»»

PR #155, opened 2025-06-28
Use snapshot testing for markup that wraps actionButton()/actionLink()

cpsievert:
Hello, I'm a core contributor to Shiny, and this PR is in anticipation for https://github.com/rstudio/shiny/pull/4249, where we plan on making changes to the return value of `actionButton()`/`actionLink()`, which will break these tests.

Generally speaking, tests shouldn't be making such strong assumptions about the return value of Shiny UI functions. This is especially true of tests running on CRAN -- it blocks us from doing a release for changes that have a small chance of breaking existing behavior.

That said, you may have CSS/JS that truly does rely on a certain HTML markup produced by Shiny. In that case, you should consider using [snapshot testing](https://testthat.r-lib.org/articles/snapshotting.html) to capture and maintain relevant markup expectations. Crucially, since snapshots are inherently brittle, they do not run on CRAN, but will run everywhere else, and can be easily updated when snapshots change.

### DIFF
--- a/tests/testthat/_snaps/footer.md
+++ b/tests/testthat/_snaps/footer.md
@@ -1,0 +1,127 @@
+# footer links add correctly
+
+    Code
+      footer_with_links
+    Output
+      <footer class="govuk-footer " role="contentinfo">
+        <div class="govuk-width-container ">
+          <div class="govuk-footer__meta">
+            <div class="govuk-footer__meta-item govuk-footer__meta-item--grow">
+              <div>
+                <h2 class="govuk-visually-hidden">Support links</h2>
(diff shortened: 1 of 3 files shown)


cjrace:
Thank you for this @cpsievert - I have made a couple of minor tweaks before I'll merge in (adding our R-CMD-check GitHub Action to a regular schedule, activating the 3rd edition of testthat across the whole package, and adding a snapshot on the backlink test).

I agree that this should prompt a wider review of our testing - have raised #156 covering this for us to pick up before our next release.

cjrace (approved):

PR #166, opened 2025-07-16
157 fix css on govreactable

sarahmwong:
## Overview of changes

Small tweaks to where the div points to. Couldn't get this working in the separate css file but I think fine to keep as an addition to manual css as it's fairly small!

## PR Checklist

## Reviewer instructions

Check that the yellow highlight on col header, row and pagination works fine for you

NB- are we wedded to the lines between rows like in govtable if we've got this hover? I don't really like the width of the rows here but if we remove `class = gov-uk-table__cell` then it looks a bit more like the static table in terms of spacing:

image


R/govReactable.R
```diff
@@ -69,7 +69,7 @@ govReactable <- function(
       reactable::colDef(
         name = col,
         sortable = TRUE,
-        headerClass = "govuk-table__header",
+        headerClass = "bar-sort-header",
```
cjrace, line 72: 🤦

cjrace (commented):
Thanks @sarahmwong - can't believe I spent as long as I did failing to get this working now!

1. Styling works for me
2. I don't know if we're wedded to the lines between rows, though the GOV.UK table component does have them so we probably should have them too?
3. I think I prefer the widths without the gov-uk-table__cell class (look at the Vans header, seems to sit weirdly when the class is applied)

Without gov-uk-table__cell 

Image

With gov-uk-table__cell

Image

PR #170, opened 2025-07-17
Fix example app reactive table outputs

### LINKED ISSUE #169: Published example app reactive table outputs are incorrect
## Overview
Works fine locally, but on [the example app
](https://department-for-education.shinyapps.io/shinygovstyle-example-app/), the second reactive reactable table has the wrong data populated

## Expected behaviour
Expect a cut of the data filtered red/blue as in the static table above

## Screenshots

Image

## Additional context
Pretty sure this was happening before the latest commit to main (before the css fix) as I just checked the example app before merging!

cjrace:
## Overview of changes

@sarahmwong I've figured this out and this PR fixes #169.

It was the same PR where I brought the base R pipe in (#168) but it wasn't the pipe, it was removing the dplyr library call that then changed filter to be the [base R filter](https://www.rdocumentation.org/packages/stats/versions/3.6.2/topics/filter) instead (from the stats package), which behaves quite differently!

I've swapped it for `subset()`, which is the closest base R equivalent to `dplyr::filter()` and all seems to be working fine again.

Sorry about this, when I checked on that branch I must have already had dplyr loaded in the environment without realising!

## PR Checklist

## Reviewer instructions

Run the example app and check it's working for you locally.

### DIFF
--- a/inst/example_app/app.R
+++ b/inst/example_app/app.R
@@ -705,7 +705,7 @@ shiny::shinyApp(
     )
 
     filtered_data <- reactive({
-      example_data[example_data$Colours == input$colourFilter, ]
+      subset(example_data, Colours == input$colourFilter)
     })
 
     output$interactive_table_test <- renderGovReactable({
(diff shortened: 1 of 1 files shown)


sarahmwong (approved):
Ooooh great spot - really weird and must have been the same here keeping the same R session open and testing, have learned for next time!!

PR #171, opened 2025-07-17
GDS-like file upload styling

rmbielby:
## Overview of changes

I've combined existing css classes and some custom styling to force something along the lines of the GDS file upload input. I'm assuming we're going to want to fold the custom styling into css modifications, but I'm just doing it this way for now for a review and in case actually we're fine with the explicit styling within the function.

## PR Checklist

### DIFF
--- a/R/file_Input.R
+++ b/R/file_Input.R
@@ -119,14 +119,19 @@ file_Input <- function(
 
     shiny::div(
       id = paste0(inputId, "file_div"),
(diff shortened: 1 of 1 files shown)


rmbielby:
Thanks for sorting those bits. Looks good here. I can't approve, so leaving to you / @sarahmwong to finish up the approval & merge.

cjrace (approved):

Issue #164, opened 2025-07-14
Test dependabot alerts


sarahmwong:
## Overview
Once #161 is merged into main, test the dependabot alerts for gov.uk

## How to reproduce
Merge to main - dependabot should figure out that we're out of sync with the latest frontend package

## Expected behaviour
Dependabot alert should be raised in contributors inbox when the frontend is out of date with the latest version available (as it currently is in main/master)

PR #175, opened 2025-09-23
Fix lint issues

### LINKED ISSUE #162: Resolve lintr issues and enable checking moving forwards
Address lintr issues and reenable the workflow.

Once reenabled we should then enforce it on all pull requests like our other workflows.

We could avoid doing this, as it's not urgent or blocking us doing CRAN releases etc. Though I think it's worthwhile getting to the point where we can turn on lintr so we can maintain tighter standards and conventions moving forwards.

Most (though not all) of the issues are related to variable and argument names not following the snake_case convention, so for those we should do one of the following:

1. Accept breaking changes, and warn users that function and argument names will change (risky given it's already in use across departments)
2. Add new alternative variable names and arguments and advise users of deprecation of older names in future versions (potentially more work than it's worth and messy)
3. Add nolint tags to affected lines (I'd recommend as the easiest for now)

Then also fix / address any other warnings.

## Additional context
This will be a bit of a fiddly one.

cjrace:
## Overview of changes

Bit of a monster here, though ultimate goal was to enable the lintr workflow and resolve #162.

- Consciously used `# nolint` in places like lint issues around existing function names instead of fixing, as fixing would create breaking changes for users
- Updates the lintr workflow file so it will run more often than once in a blue moon 🌑 
- Switched to roxygen2md (was prompted to by one of the packages)
- Removed magrittr pipe as we can use base R pipe now, removes a dependency
- Enables PRs to be raised by dependabot (to test #164 and see if it will pick up on the newer version of govuk-frontend on npm through a PR as there's no alerts currently when we'd expect to see some)
- Switched a few examples to only use `if (interactive())` at the end, which is shorter in lines, and also lets us find out if the examples error - found at least one example where there was a typo that got flagged, so managed to fix that!
- A few other minor tweaks to consistency in docs / code, none of which should affect the functionality of the package

## PR Checklist

## Reviewer instructions

Too many changes to check manually probably... Make sure when viewing files changed you have whitespace turned off.

- Check you can run the tests on the branch locally
- Run and check the showcase example app using `run_example()` and compare to the current main version, to make sure I've not messed any of the components up - https://department-for-education.shinyapps.io/shinygovstyle-example-app/
- Scan as much as you have the stomach for to see if the changes make sense!


DESCRIPTION
```diff
@@ -1,39 +1,39 @@
...
+Package: shinyGovstyle
+Title: Custom Gov Style Inputs for Shiny
+Version: 0.1.0.9000
+Authors@R: c(
+    person("Ross", "Wyatt", , "ross.wyatt@justice.gov.uk", role = c("aut", "cre")),
+    person("Cameron", "Race", , "cameron.race@education.gov.uk", role = "ctb"),
+    person("Sarah", "Wong", role = "ctb"),
+    person("Richard", "Bielby", , "richard.bielby@education.gov.uk", role = "ctb"),
+    person("Charlotte", "Foster", , "charlotte.foster@education.gov.uk", role = "ctb"),
+    person("Jeni", "Martin", role = "ctb")
```
sarahmwong, line 10: ooo reminded me can we add Andy Baker in for his work on the reactables and value boxes please? Andrew.Baker1@dhsc.gov.uk :)

sarahmwong (changes requested):
Woooft thank you for sorting this Cam - sifting through all the #nolint variables to mark must have taken an age! All looks good to me, checks run fine and tested against the example app. Had a look at 15 or so of the fixed R files too and looks good to me. Just one small change to request to add Andy into contributing or else I'll definitely forget before the next CRAN update!

DESCRIPTION
cjrace: Of course! Added 😄

PR #203, opened 2025-11-06
docs: use families, update pkgdown reference

### LINKED ISSUE #200: [Feature]: Update documentation site to group related functions
### Description

We should explicitly organise the reference list within the docs site using the _pkgdown.yml. E.g. https://dfe-analytical-services.github.io/eesyscreener/reference/index.html

### Use case

As a user, I want to easily glance at available functions, so that I can understand everything that is available within the package with minimal effort.

### Why this is important

Helps us to show where functions do similar roles (e.g. gov_layout v gov_main_layout), as well as highlight things like exported data and related groups of functions.

### Additional Context

Should copy the layout of the showcase app for most individual components so it's easily / familiar for users looking at both the documentation and the showcase.

jack-davison:
## Overview of changes

Fixes #200.

I can tell that shinyGovstyle is going to be really useful, but I struggled to search through the available functionality.

This PR adds:

- roxygen2 function families, which cross-reference R documentation.

- an ordered pkgdown function reference page.

The order is the same as the showcase website, as outlined in #200.

Also updated NEWS.md.

## PR Checklist

- [X] I have updated the documentation (if needed)
- [X] I have added or updated tests for these changes (if applicable)
- [X] I have tested these changes locally using `devtools::check()`

## Reviewer instructions

There is an "Other components" section I don't like very much - potentially some decisions to be made by package authors to classify these functions further.

image

### DIFF
--- a/tests/testthat/_snaps/backlink_Input.md
+++ b/tests/testthat/_snaps/backlink_Input.md
@@ -3,5 +3,7 @@
     Code
       backlink_Input("backId")
     Output
-      <a class="action-button govuk-back-link" href="#" id="backId">Back</a>
+      <a class="action-button action-link govuk-back-link" href="#" id="backId">
+        <span class="action-label">Back</span>
+      </a>
 
--- a/tests/testthat/_snaps/contents_links.md
+++ b/tests/testthat/_snaps/contents_links.md
@@ -4,7 +4,9 @@
       contents_check
     Output
       <div class="govuk-contents">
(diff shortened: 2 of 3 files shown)


cjrace:
Hey @jack-davison, sorry for the delay in reviewing this! Really appreciate you taking a look and putting the time to raising this PR. Looks fantastic!

I've made a commit on this branch with suggestions of families we could use for the 'other' list you had - let me know what you think!

@sarahmwong - worth you doing a quick check too, and if we're all happy then we can get this merged in, will make a big difference for users of the package to understand and navigate the available functions 😀

PR #207, opened 2025-12-18
Apply snapshot update to backlink test

cjrace:
## Overview of changes

We've had errors flagged on CRAN - https://cran.r-project.org/web/checks/check_results_shinyGovstyle.html. Effectively the backlink test was no longer working across a selection of OS's.

image

image

We'd already moved to a snapshot approach, but for speed of getting this fixed before the deadline CRAN have set, I've branched off from the v0.1.0 tag (last version we sent to CRAN), to make a v0.1.1 patch that we can bundle and submit to CRAN and then re-integrate with the existing development changes on main, which we can look to 

## PR Checklist

## Reviewer instructions

No review needed, will just let the actions run and assuming it passes on all OS's then I will just bundle from here and submit to CRAN as we've already approved these changes to main in , though tagging @sarahmwong for awareness as we'll need to agree the best approach for representing this version as a tag in the repo (maybe merging all outstanding PRs and then forcibly rebasing main on top of this branch so that v0.1.1 appears neatly in the commit history?)


cjrace:
This was an isolated fix that I submitted to CRAN and is now 89 commits behind main - given that rebasing all of main on top of this (the technically correct linear history) would then break everyone elses clones of the repo and be disruptive, I'm instead just going to merge this in on top of the changes. Technically the Git history won't be in the right order, though CRAN doesn't care about that (it just gets the bundle from a point in time).

Seems like the best option and makes it easier and less error prone too (fewer conflicts to sift through)

Issue #208, opened 2026-01-09
[Bug]: Contents pane removes word wrap on scroll


sarahmwong:
### Overview

Identified when fixing #194 - word wrap on the subcontents spills over when a user scrolls down. Would expect the wrap to stay in place on scroll, otherwise risks spilling into the main body of the app

### Steps to Reproduce

Inspect showcase app, scroll down.

subcontents on page open (expected behaviour):
<img width="1544" height="1038" alt="Image" src="https://github.com/user-attachments/assets/2c5f6a9f-b310-4242-a25a-1323c0d09e3f" />

subcontents on scroll:
<img width="1544" height="1038" alt="Image" src="https://github.com/user-attachments/assets/853899fd-b2af-40fd-a641-69e793e563f1" />

### Expected Behavior

Subcontents links remain wrapped on scroll, as in first screenshot above

### Additional Information

Think there is something in the contents_link.js and getting it to respond to certain scroll behaviour to fix in this script

JEdholm1:
Hello, I'm also finding this issue. I saw that col-widths-lg is set as 2,9, so doesn't add up to 12 and wondered if that might be causing it?


<img width="1820" height="759" alt="Image" src="https://github.com/user-attachments/assets/0f5a0dd8-7c35-4630-94f1-f2e6a56e91d9" />

cjrace:
Closing this as since v0.2.0 (and discussion in #176), we've now deprecated the contents links functions in favour of the horizontal nav.

Issue #201, opened 2025-10-13
[Bug]: Remove `full_width_overrides()`


cjrace:
### Overview

I created it, but knew even then it shouldn't exist. We should update the core CSS to include the adapted full width CSS and add into any related functions.

### Steps to Reproduce

Not applicable.

### Expected Behavior

It should be default styling within the other components as to whether you have full or partial width, should not need an additional function for it.

PR #209, opened 2026-01-09
Update rems and weights for links

### LINKED ISSUE #194: [Bug]: Link text in contents is too small for the colour contrast
### Overview

Some of the text in the showcase app is too small for the colour contrast (to meet AAA).

Image

Image

### Steps to Reproduce

Inspect the showcase app.

### Expected Behavior

For sites to meet AAA, they must comply with WCAG 2.2 checkpoint 1.4.6 for colour 
contrast. As far as contrast ratio is concerned, it must at least be:

- if text is not bold and its size is less than 18pt/24px/1.5em/150%: 7:1 for AAA level;
- if text is not bold and its size is at least 18pt/24px/1.5em/150%: 4.5:1 for AAA level;
- if text is bold and its size is less than 14pt/19px/1.2em/118%: 7:1 for AAA level;
- if text is bold and its size is at least 14pt/19px/1.2em/118%: 4.5:1 for AAA level

The GOV.UK link contrast is around 5-6:1, so we need to ensure the text is at least 1.5em (or 1.2 em and bold)

### Additional Information

Page 44 of the September 2025 accessibility audit report.

sarahmwong:
## Overview of changes

Increases rem on contents links to 1.2 to meet WCAG AAA as outlined in #194 and adds bold weight. Updated for external and download links too.

Identifies new bug #208 where contents pane spills over onto main app - faffed with the interim fix on full_width_overrides() just so the example app doesn't look weird! 

## PR Checklist

## Reviewer instructions

Check that links now meet the WCAG standards but function still remains in example app

### DIFF
--- a/inst/www/css/govuk-frontend-5.9.0.min.css
+++ b/inst/www/css/govuk-frontend-5.9.0.min.css
@@ -7968,3 +7968,13 @@
     box-shadow: inset 0 -0.188rem 0 0 #1d70b8;
 }
 
+/* download links--------------------------------- */
+
+.shiny-download-link {
+    font-size: 1.2rem;
+    font-weight:bold;
+}
+
+
+
+
--- a/inst/www/css/govuk-frontend-5.9.0.min.css
+++ b/inst/www/css/govuk-frontend-5.9.0.min.css
@@ -14,7 +14,9 @@
     -moz-osx-font-smoothing: grayscale;
     text-decoration: underline;
     text-decoration-thickness: max(1px, .0625rem);
-    text-underline-offset: .1578em
+    text-underline-offset: .1578em;
+    font-size: 1.2rem;
+    font-weight: bold;
 }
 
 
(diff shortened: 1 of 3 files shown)


inst/www/css/govuk-frontend-5.9.0.min.css
```diff
@@ -14,13 +14,15 @@
     -moz-osx-font-smoothing: grayscale;
     text-decoration: underline;
     text-decoration-thickness: max(1px, .0625rem);
-    text-underline-offset: .1578em
+    text-underline-offset: .1578em;
```
cjrace: Should these changes be in `css_changes.md` too?

cjrace (changes requested):
Thanks @sarahmwong! A couple of thoughts:

1) The cookies link doesn't seem to be caught by these changes?

Image

2) Increasing the link text size makes it out of line with the normal text size, it feels a little jarring? Especially when you look at the beta banner - would it be possible to move all of the text to the same size - how does that look?

3) I'm guessing the size for detail components might need to be increased too?

sarahmwong:
Going to start a fresh PR for this with all the new css changes in 6.0.0 think it makes sense to, also #201 negates the need to fix the issue #208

««

What you have to do :: If a line in the data above holds the string "working", copy it.

Result for this exercise ::
Small tweaks to where the div points to. Couldn't get this working in the separate css file but I think fine to keep as an addition to manual css as it's fairly small!
Thanks @sarahmwong - can't believe I spent as long as I did failing to get this working now!
I've swapped it for `subset()`, which is the closest base R equivalent to `dplyr::filter()` and all seems to be working fine again.
Run the example app and check it's working for you locally.
We've had errors flagged on CRAN - https://cran.r-project.org/web/checks/check_results_shinyGovstyle.html. Effectively the backlink test was no longer working across a selection of OS's.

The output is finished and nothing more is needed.